(ENTRIES PROVIDED Opens)

PR #29, opened 2017-11-21
Alert styling

bamandel:
There are still some small changes I want to make to styling, but here are some of the more recent changes i've made to our UI. I've moved a lot of repeated code into a parent class.

### DIFF
--- a/src/main/js/component/ConfigButtons.js
+++ b/src/main/js/component/ConfigButtons.js
@@ -18,7 +18,7 @@ export default class ConfigButtons extends React.Component {
             <div className={submitContainers}>
                 <input className={submitButtons} type={buttonType} value={buttonText} onClick={this.props.onClick}></input>
                 { includeTest == "true" &&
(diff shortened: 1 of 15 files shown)


src/main/js/component/ConfigButtons.js
```diff
@@ -0,0 +1,26 @@
...
+
+import { submitContainers, submitButtons } from '../../css/main.css';
+
+export default class ConfigButtons extends React.Component {
+    constructor(props) {
+        super(props);
+    }
+
+    render() {
+        const includeTest = this.props.includeTest || "false";
```
psantos1113: In the near future we need to spend time getting Redux working with this application.  There is a mechanism to set the default property values.  We don't want to set them in the render method.  I would prefer const {includeTest, buttonText, buttonType, buttonTestText, buttonTestType} = this.props;

bamandel:
Merged into James' Login branch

(ENTRIES PROVIDED Closes)

■ WORK TO BE COMPLETED: Nothing may be dropped or altered; repeat every record in full.

■ EXERCISE SOLUTION:
PR #29, opened 2017-11-21
Alert styling

bamandel:
There are still some small changes I want to make to styling, but here are some of the more recent changes i've made to our UI. I've moved a lot of repeated code into a parent class.

### DIFF
--- a/src/main/js/component/ConfigButtons.js
+++ b/src/main/js/component/ConfigButtons.js
@@ -18,7 +18,7 @@ export default class ConfigButtons extends React.Component {
             <div className={submitContainers}>
                 <input className={submitButtons} type={buttonType} value={buttonText} onClick={this.props.onClick}></input>
                 { includeTest == "true" &&
(diff shortened: 1 of 15 files shown)


src/main/js/component/ConfigButtons.js
```diff
@@ -0,0 +1,26 @@
...
+
+import { submitContainers, submitButtons } from '../../css/main.css';
+
+export default class ConfigButtons extends React.Component {
+    constructor(props) {
+        super(props);
+    }
+
+    render() {
+        const includeTest = this.props.includeTest || "false";
```
psantos1113: In the near future we need to spend time getting Redux working with this application.  There is a mechanism to set the default property values.  We don't want to set them in the render method.  I would prefer const {includeTest, buttonText, buttonType, buttonTestText, buttonTestType} = this.props;

bamandel:
Merged into James' Login branch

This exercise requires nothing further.